T: ‘Route’ gerçekten çok güzel bir mekan. Bizi de çok güzel ağırladılar. Yolculuk da hepimiz için keyifli ve bol eğlenceli oldu. Konsere katılımı biraz daha yüksek bekliyorduk açıkcası. Tutkulu Ankara seyircisinin ucundan tutmuş oldukbu sefer. Konsere gelen herkese ayrıca bol bol sevgiler.
Albümünüz 'Anlık izler' dijital satış kanalları dışında, web sitenizden ücretsiz indirilebiliyor, Paypal üzerinden bağış usulüyle de satın alınabiliyor.
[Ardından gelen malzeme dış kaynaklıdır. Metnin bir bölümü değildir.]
PR #512, opened 2018-10-23
Remove only by name, lookup subgraph in url by name first

leodasvacas:
First commit changes subgraph removal to work only by name, removal by id doesn't have much of a use case and it didn't with auth.

Second commit prevents a subgraph from impersonating another by looking up subgraphs identifiers in urls by id first and then by name.

### DIFF
--- a/server/http/src/service.rs
+++ b/server/http/src/service.rs
@@ -79,15 +79,21 @@ where
         let graphql_runner = self.graphql_runner.clone();
         let schemas = self.schemas.read().unwrap();
 
-        // First try `name_or_id` as a name, if that fails try it as an id.
-        let schema = schemas
-            .get(name_or_id)
-            .or_else(|| schemas.get(self.names.read().unwrap().get(name_or_id)?));
+        // First try `name_or_id` as an id, if that fails try it as a name.
+        // This is so that a subgraph cannot impersonate another by making its
+        // name equal to the other's id.
+        let schema = schemas.get(
+            self.names
+                .read()
+                .unwrap()
+                .get(name_or_id)
+                .map(String::as_str)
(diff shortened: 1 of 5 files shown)


server/http/src/service.rs
```diff
@@ -79,15 +79,21 @@ where
...
-        // First try `name_or_id` as a name, if that fails try it as an id.
-        let schema = schemas
-            .get(name_or_id)
-            .or_else(|| schemas.get(self.names.read().unwrap().get(name_or_id)?));
-
-        let schema = if let Some(schema) = schema {
-            schema.clone()
-        } else {
-            return self.handle_not_found();
+        // First try `name_or_id` as an id, if that fails try it as a name.
```
Jannis: Is this comment correct? "First try... as an id, if that fails try it as a name"?

leodasvacas: Yes, that's the intended change. Name first we're vulnerable to the following attack: If subgraph A has id `Qm1234` then subgraph B can easily impersonate it by setting its name to `Qm1234`. This is virtually impossible if we do id first.

leodasvacas: It's all a bit subtle, but I'm not sure how to improve the comment. Suggestions?

Jannis:
```rust
// If `name_or_id` is the ID for a name, use that name. Otherwise,
// use `name_or_id` as is. This protects us from requests that try
// to remove a subgraph using a name that equals the ID of another
// subgraph.
```
Maybe?

leodasvacas:
@Jannis I've tried an improvement to the comment

Jannis:
Thanks @leodasvacas, much appreciated 😄

PR #513, opened 2018-10-23
Persistent subgraphs

### LINKED ISSUE #404: Make subgraph deployments persistent across restarts
For this, nodes that we deploy for hackathons need to have a persistent Postgres database and persistent IPFS node. Any subgraph that is deployed over the JSON-RPC admin API should be resumed after restarting a node.

So basically: Need a persistent IPFS node. Need to remember subgraphs that are registered in Postgres.

timmclean:
I believe with this PR we can leave `ethsf` behind?

Resolves #404 

---

Major changes:
- Schemas, SubgraphInstances, BlockStreams, etc no longer have a subgraph name associated with them. Just a SubgraphId.
- `Store` has 7 new methods related to reading/writing/deleting subgraph name->ID mappings, access tokens, etc. This information was previously stored in-memory in graph-node.
- Components that used to track subgraph name->ID mappings in-memory now have an `Arc<Store>` and have been rewritten to use that (e.g. JSON RPC service, SubgraphProvider deploy/remove)
- `SubgraphProvider::new` is now `SubgraphProvider::init`. It retrieves a list of subgraph names from the Store and starts those subgraphs.
- `MockStore` has been extended with mock implementations for some of the new methods. `MockStore` is used in a bunch of new places now that more components use a Store.

SubgraphProvider `deploy` and `remove` are hopefully pretty readable. `deploy` is essentially:
- Resolve the subgraph manifest
- Call `SubgraphProvider::remove` to undeploy the subgraph name if it already exists
- Add subgraph ID directives
- Write this subgraph name->ID mapping to the Store
- Look for other names in the Store pointing at this ID. If none, start processing on this subgraph, otherwise, done (subgraph is already be running).

`remove` is essentially:
- Read the subgraph name->ID mapping from the Store
- Delete the name->ID mapping in the Store
- Look for other names in the Store pointing at this ID. If none, shut down processing on this subgraph, otherwise, done (leave the subgraph running).


timmclean:
Opening this up for code review now since there's a lot here, despite the fact that it's not done. Most of the work from the last few days has been trying to remove the assumption that each subgraph has one and only one name... would be interested in some feedback on whether that's the right approach. @Jannis

leodasvacas:
In an architecture with a dedicated name service the node would not be managing names at all, but we still want built-in name management for standalone nodes. To make this mode switching easier, what do you think of extracting the name logic in `SubgraphProvider` to a `SubgraphNames` component (or whatever name you prefer). `SubgraphNames` would have methods analogous to `deploy` and `remove`, that would return whether or not the subgraph should be deployed or removed. When running with a dummy `SubgraphNames`, the name is completely ignored and the subgraph is always deployed or removed. @timmclean makes sense? What do you think?

timmclean:
Ah interesting. That could work. What would this look like externally? Right now I believe the JSON RPC service has deploy/remove/authorize/list. Should we use the existing verbs, revise them to make them more flexible, or add a separate JSON RPC service with a new set?

leodasvacas:
@timmclean I wouldn't touch that layer at all yet, we're gonna need to figure that out later (hopefully it will be graphql mutations rather than json-rpc) but for now I just wanna make sure it will be clean and easy to turn off the code that writes and removes names.

timmclean:
So how would `deploy` and `remove` work in SubgraphProvider in that case? They both have `name` arguments... would we pass an empty string? None?

timmclean:
Planned refactor for separating name functionality from SubgraphProvider:
- In SubgraphProvider:
  - Does not depend on Store.
  - Track a HashSet of SubgraphIds that are currently running in this graph node instance.
  - `deploy(name, link)` will become `start(link)`. Error if subgraph ID already in the HashSet. Add ID to HashSet.
  - `remove(name)` will become `stop(id)`. Error if subgraph ID not in the HashSet. Remove ID from HashSet.
  - Emits events just like current SubgraphProvider.
- New component: SubgraphProviderWithNames
  - Does depend on Store.
  - Used by JSON RPC service.
  - `deploy(name, link)`: same functionality as current `SubgraphProvider::deploy(name, link)`
  - `remove(name)`: same functionality as current `SubgraphProvider::remove(name)`

@leodasvacas

leodasvacas:
@timmclean thanks from writing out the plan, looks solid!

timmclean:
Refactor done!

server/http/src/service.rs
```diff
@@ -76,38 +71,46 @@ where
...
+                .and_then(move |id_opt_opt| -> GraphQLServiceResponse {
+                    let service = service.clone();
+                    let schemas_rwlock = service.schemas.clone();
+                    let schemas = schemas_rwlock.read().unwrap();
+
+                    let id = match id_opt_opt {
+                        // If name_or_id matched a name with non-null ID
+                        Some(Some(id)) => id,
+
+                        // Otherwise, treat name_or_id as an ID
```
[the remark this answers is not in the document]
timmclean: I think it's right, `name_or_id` gets put into `id`, which is used in `schemas.get(&id)`, a `BTreeMap<SubgraphId, Schema>`

core/src/subgraph/provider_with_names.rs
```diff
@@ -0,0 +1,213 @@
...
+                let self_clone = self_clone.clone();
+
+                let subgraph_ids = subgraph_names_and_ids
+                    .into_iter()
+                    .filter_map(|(_name, id_opt)| id_opt)
+                    .collect::<HashSet<SubgraphId>>();
+
+                stream::iter_ok(subgraph_ids).for_each(move |id| {
+                    let link = format!("/ipfs/{}", id);
+                    self_clone.provider.start(link).from_err()
```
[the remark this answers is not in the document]
timmclean: don't worry, subgraph_ids is deduped in the HashSet

timmclean:
@leodasvacas pushed some commits, how does this look?

server/http/src/service.rs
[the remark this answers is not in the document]
leodasvacas: Got it. But the behaviour should be the opposite here, trying `name_or_id` first as an id and then as a name, for the reason that's in the comment that got lost here. We should bring back the comment and the previous behaviour.

timmclean:
Latest commit adds separate endpoints to `server/http` and `server/websocket` for accessing subgraphs by ID or name. E.g. `http://localhost:8000/by-name/adchain` or `http://localhost:8000/by-id/QmaMUYb8GBZBrK6664P822xYyfN2nqR5VVfpkWFyvtwyD9`

server/http/src/service.rs
```diff
@@ -52,7 +52,27 @@ where
...
+                            if let Some(_) = subgraph_id_opt {
+                                return service
+                                    .handle_temp_redirect(&format!("/by-name/{}", subgraph_name));
+                            }
+                        }
+
+                        service.handle_not_found()
+                    },
+                ),
+        )
```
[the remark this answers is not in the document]
timmclean: Oh true, yeah, I don't feel too strongly on having a redirect or not! I was tempted to put in a quicky plaintext list of subgraph names...

Comment added though

server/websocket/src/server.rs
```diff
@@ -92,17 +95,38 @@ where
         }));
     }
 
-    fn subgraph_from_url_path(path: PathBuf) -> Option<String> {
-        path.iter()
-            .nth(1)
-            .and_then(|os| os.to_str())
-            .map(|s| s.into())
+    fn subgraph_id_from_url_path(store: Arc<S>, path: PathBuf) -> Result<String, ()> {
```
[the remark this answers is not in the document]
timmclean: Hmmm true. I think it's OK because the namespaces are separate and similar mostly by coincidence. I could change this to use a matching style similar to server/http though if you like

node/src/main.rs
```diff
@@ -318,10 +328,23 @@ fn async_main() -> impl Future<Item = (), Error = ()> + Send + 'static {
             )).and_then(|_| Ok(())),
     );
 
+    // Create named subgraph provider for resolving subgraph name->ID mappings
+    let named_subgraph_provider = Arc::new(
+        IpfsSubgraphProviderWithNames::init(
+            logger.clone(),
+            Arc::new(subgraph_provider),
+            store.clone(),
+        ).wait()
```
Jannis: This `wait`... can it not cause freezing (e.g. if something inside `init` were to spawn something)?

server/http/src/service.rs
```diff
@@ -123,6 +183,20 @@ where
...
 
+    /// Handles 302 redirects
+    fn handle_temp_redirect(&self, destination: &str) -> GraphQLServiceResponse {
+        Box::new(future::ok(
+            Response::builder()
+                .status(StatusCode::FOUND)
+                .header(
+                    header::LOCATION,
+                    header::HeaderValue::from_str(destination)
+                        .expect("invalid redirect destination"),
```
Jannis: Is this something that should make the node panic?

server/json-rpc/src/lib.rs
```diff
@@ -96,29 +99,59 @@ impl<T: SubgraphProvider> JsonRpcServer<T> {
...
+                json_rpc_error(JSON_RPC_INTERNAL_ERROR, "database error".to_owned())
+            })?;
+
+        if is_authd {
+            return Ok(());
+        }
+
+        return Err(json_rpc_error(
+            JSON_RPC_UNAUTHORIZED_ERROR,
+            "API key is invalid".to_owned(),
```
Jannis: This should probably be `Invalid access token`, since `API key` is not what we call this any more.

server/json-rpc/src/lib.rs
```diff
@@ -160,36 +196,62 @@ impl<T: SubgraphProvider> JsonRpcServer<T> {
     ) -> Result<Value, jsonrpc_core::Error> {
         info!(self.logger, "Received subgraph_authorize request"; "params" => params.to_string());
         Self::require_master_token(auth)?;
-        *self.subgraph_api_keys.write().unwrap() = params.subgraph_api_keys;
+
+        for (subgraph_name, access_token) in params.subgraph_api_keys {
```
Jannis: Let's rename `subgraph_api_keys` to `subgraph_access_tokens` as well.

server/websocket/src/server.rs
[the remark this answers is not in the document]
Jannis: I think it's ok. This logic here is simple compared to that in the GraphQL/HTTP server.

store/postgres/src/store.rs
```diff
@@ -434,6 +434,104 @@ impl Store {
 }
 
 impl StoreTrait for Store {
+    fn authorize_subgraph_name(&self, name: String, new_access_token: String) -> Result<(), Error> {
```
Jannis: We're putting a bit much into the `Store`. At some point it will be worth thinking about splitting this up into separate traits and separate implementations. But not right now.

store/postgres/src/store.rs
```diff
@@ -434,6 +434,104 @@ impl Store {
...
+        let real_access_token_opt = subgraph_names
+            .select(access_token)
+            .filter(subgraph_name.eq(&name))
+            .first::<Option<String>>(&*self.conn.lock().unwrap())?;
+
+        match real_access_token_opt {
+            None => {
+                debug!(
+                    self.logger,
+                    "Subgraph name {:?} has no associated access token. Access denied by default.",
```
Jannis: This should use structured logging:
```rust
debug!(
  self.logger,
  "Subgraph has no associated access token. Access denied by default.";
  "subgraph_name" => &subgraph_name
);
```

Also: you're passing in `access_token` instead of `subgraph_name` anyway. 😉

node/src/main.rs
timmclean: Based on my current level of tokio understanding, I think it's fine... async_main is already running inside the context of a tokio runtime, and tokio can use other threads

@leodasvacas ?

server/json-rpc/src/lib.rs
timmclean: makes sense!

store/postgres/src/store.rs
timmclean: Agreed. We should have a separate store component for subgraph name info

server/json-rpc/src/lib.rs
Jannis: This is a breaking change in the JSON-RPC API but that's fine IMHO.

timmclean:
I think I got everything!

Bu tarz bir pazarlama stratejisine pek de alışık değiliz. Sanırım ilk olarak Radiohead'in 'In Rainbows' albümü ile bu tarz bir satış stratejisini duymuştuk.
B: Esas amacımız olabildiğince çok dinleyiciye ulaşmaktı bu albümle. İçimize sinen de bu şekilde yayınlamak oldu. Daha 1 ay olmadı albüm yayınlanalı ama eminim ki müzik marketlerinde satılacağından daha çok indirilmiştir.
H: Türkiye’yi Dünya müzik piyasası ile karşılaştırmak biraz yersiz olur. Malum içine girdiğimiz müzik piyasası maalesef biraz geriden takip ediyor dünya müzik piyasasını. Ayak uydurmakta zorlanıyor. Tabi bunun birçok sebebi var. Plak firmalarının bizim gibi yeni çıkan grup ve sanatçılara yatırım yapmama, inanmama gibi durumları bunun en iyi örneği. Tabi sözüm meclisten dışarı. Çoğu gelişmeyi de yerinde takip eden firmalar da var. Bunun gibi birkaç sebep sıralanabilir.
T: Dinleyiciye ulaştırmak odaklı bir strateji izledik. Zaten korsan yollardan müziğe erişim pek engellenemiyor. Yasak, dayatma veya duygu sömürüleriyle bunun önüne geçemiyorsunuz. Kim hangi yöntemi kullanarak müziğimizi edinmek istiyorsa buyursun.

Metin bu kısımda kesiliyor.